A success gate verifies an AI agent's claimed success before your system accepts it. SuccessGate runs three read-only checks — schema/contract, claim-vs-evidence against the actual tool-call trace, and an optional post-condition probe — and turns a silent 200 into an explicit REJECTED with reasons. It's stdlib Python, needs no API key, moves nothing, and ships with a self-test you run in one command.

Here's the failure that started this for me. An agent in a CRM workflow reported {"status": "sent", ...} for an invoice. Clean run. Green dashboard. 200 OK. The invoice went to a customer id that wasn't on our allow-list — a near-miss hallucination the model was completely sure about. Nothing crashed. No exception, no stack trace. We found it days later, downstream, the expensive way.
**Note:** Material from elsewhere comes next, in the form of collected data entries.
PR #456, opened 2026-09-11
fix(cmcd): encode a version 1 nor value once when baseUrl is set

littlespex:
## Summary

- `toUrlSafe` in `CMCD_FORMATTER_MAP` relativizes an absolute `nor` URL with `urlToRelativePath`. That function builds a `new URL()` and returns a percent-encoded path. `encodeURIComponent` on that path turned every `%` into `%25`. With `version: 1` and a `baseUrl`, `https://cdn.example.com/next seg.mp4` was sent as `nor="next%2520seg.mp4"`.
- The formatter now uses the `encodePath` rule from `formatNor` on the session API branch. An existing `%XX` escape stays as it is. Every other unsafe character goes through `encodeURIComponent`. The value is now `nor="next%20seg.mp4"`.
- The regex carries the `u` flag. Without it, an astral character in a path splits into surrogates and `encodeURIComponent` throws "URI malformed".
- Version 2 output is unchanged. The formatter does not percent-encode a version 2 value.

## Packages Changed

## Test Plan

- [x] `npm run build -w libs/cmcd` and `npm test -w libs/cmcd`: 607 tests pass, 4 of them new (absolute `nor` with a space plus `baseUrl`, already-escaped relative path, escaped slash, escaped ampersand in a query string). The first two failed with `%2520` before the fix. The last two fail under plain `encodeURIComponent`, which produces `%252F` and `%2526`
- [x] Root `npm test` passes on all 18 packages
- [x] `encodeCmcd({ nor: '../testing/3.m4v' }, { version: 1 })` still gives `nor="..%2Ftesting%2F3.m4v"`

Notes for review:

- One relative-input case changes on the wire. A version 1 `nor` of `next%20seg.mp4` was sent as `next%2520seg.mp4` and is now sent unchanged. That is the intended consequence of keeping existing escapes. The changelog states it.
- CTA-5004 defines `nor` as a relative path that "MUST be URLEncoded", in headers as well as in the query string. The encoding turns the path into its URL form and encodes the delimiters, as the spec example `nor="..%2F300kbps%2Fsegment35.m4v"` shows. A receiver decodes once and has a path, so version 1 cannot tell an escaped separator from a delimiter. The review thread has the comparison with `main`.
- This branch and `feat/cmcd-session-api` both add to `## [Unreleased]` in the cmcd changelog. That branch also has its own `encodePath` in `formatNor.ts`. Whichever merges second has a small changelog conflict, and the two helpers can then share one module.


libs/cmcd/src/CMCD_FORMATTER_MAP.ts
```diff
@@ -18,6 +18,10 @@ const toRounded = (value: CmcdValue) => {
 	return roundValue(value)
 }
 
+const ESCAPE_OR_UNSAFE = /%[0-9A-Fa-f]{2}|[^A-Za-z0-9\-_.!~*'()]/gu
+
+const encodePath = (path: string): string => path.replace(ESCAPE_OR_UNSAFE, part => part.length === 3 ? part : encodeURIComponent(part))
```
littlespex, line 23: **[P2] Preserve URL escapes through CMCD encoding**

Preserving every `%XX` removes the CMCD encoding layer around existing URL escapes. With version 1, `dir%2Fsegment.mp4` now becomes `dir/segment.mp4` after the receiver decodes `nor`. Similarly, `segment.mp4?token=a%26b` becomes `segment.mp4?token=a&b`.

These changes can cause prefetching to request another object or alter authentication parameters. Reserved characters and their escapes are not equivalent ([RFC 3986, section 2.2](https://www.rfc-editor.org/rfc/rfc3986#section-2.2)).

Keep encoding `%` as `%25`, and add tests covering encoded separators.

littlespex (commented):
Found one regression in the version 1 `nor` formatter. The inline comment includes reproductions and the suggested correction.

Validation on commit `0156db6f3ac8cbb48b178c3aad9392849d0f767c`:

- CMCD build passed.
- CMCD tests: 605 passed, zero failures, and two TODOs.
- Project typecheck and lint passed.
- The public API report is unchanged.

libs/cmcd/src/CMCD_FORMATTER_MAP.ts
littlespex: Checked this against the CTA-5004 version 1 text rather than version 2.

Table 1 defines `nor` as "Relative path of the next object to be requested… This MUST be a path relative to the current request. This string MUST be URLEncoded [5]." Rule 10 says header payloads "MUST NOT be URLEncoded", yet the spec's own header example is `CMCD-Request:nor="..%2F300kbps%2Fsegment35.m4v"`. So the `nor` encoding is required even where nothing else is encoded, and it encodes the path's delimiters. That is the step that turns a path into its URL form, not a transport layer around an already-URL-form reference. The wording "the relative path, as defined by RFC 3986" is version 2.

Under the version 1 rule a receiver decodes once and has a path. It cannot tell an escaped slash from a delimiter, because the format encodes delimiters too. `main` only preserved that difference by encoding an existing escape a second time. The spec does not describe that second layer, and it breaks the common input. A URL-form path from a manifest such as `next%20seg.mp4` went on the wire as `%2520`.

| Input | `main` after one decode | this branch after one decode |
|---|---|---|
| `next%20seg.mp4` from a manifest | `next%20seg.mp4`, wrong for a receiver that encodes the path | `next seg.mp4`, the path |
| `dir%2Fsegment.mp4` | `dir%2Fsegment.mp4`, only right if the receiver treats it as URL form | `dir/segment.mp4`, the escape is lost |

Neither output serves both receiver behaviors. The version 1 text picks the first row, and `formatNor` on the session API branch implements the same rule, so this branch keeps it. The escaped-separator tests are in 76126582 with the version 1 expectations: `dir%2Fsegment.mp4` stays `dir%2Fsegment.mp4`, and `segment.mp4?token=a%26b` becomes `segment.mp4%3Ftoken%3Da%26b`. The changelog entry now cites the spec rule.

littlespex:
Closing this PR because the existing formatter already preserves the intended URL in the reported case.

The original example works with the existing implementation:

1. The URL path is `next%20seg.mp4`.
2. Encoding the CMCD `nor` value produces `next%2520seg.mp4`.
3. Decoding `nor` restores `next%20seg.mp4`.
4. Resolving that path requests the intended object.

These are separate encoding operations. The `%2520` output does not demonstrate a defect.

I checked the supplied CTA-5004 version 1 specification and the response in the review discussion:

- Table 1, printed page 9, requires `nor` to be URLEncoded according to reference [5].
- Reference [5], printed page 18, identifies WHATWG form encoding. That encoding encodes `%` as `%25`.
- The header example encodes path delimiters but contains no existing escapes. It does not establish how existing escapes should be handled.
- The server requirements do not prescribe decoding into raw path characters and then reconstructing URL escaping.

The proposed formatter loses information. With the same host and `baseUrl`, these different absolute URL paths produce identical output:

| Input URL path | PR output for `nor` |
|---|---|
| `/dir/segment.mp4` | `dir%2Fsegment.mp4` |
| `/dir%2Fsegment.mp4` | `dir%2Fsegment.mp4` |

The existing formatter preserves the distinction by emitting `dir%252Fsegment.mp4` for the second path. The new tests assert the information loss instead of detecting it.

The Unicode change provides no independent fix. Existing `encodeURIComponent` already handles valid astral characters. The `u` flag addresses a risk introduced by the replacement regex.

Keep the existing formatter. Useful follow-up work would add tests that verify URL preservation and documentation explaining the encoding operations.

References: [WHATWG form encoding](https://url.spec.whatwg.org/#application/x-www-form-urlencoded-percent-encode-set), [RFC 3986 section 2.2](https://www.rfc-editor.org/rfc/rfc3986#section-2.2).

That's not a rare bug. It's the default failure mode of agents in production, and it has a name now: silent-success drift. Cycles' writeup put it bluntly — "200 OK Is the Most Dangerous Response in Production": "The most dangerous failures look like success." And the measurements back it up. The Berkeley Function-Calling Leaderboard (BFCL v3) puts frontier-model structurally invalid tool calls at 2–5% even on clean benchmark prompts — higher in noisy production (via Future AGI). The arXiv paper Agent Behavioral Contracts reports that across 1,980 sessions, contracted agents caught 5.2–6.8 soft violations per session that uncontracted baselines missed entirely.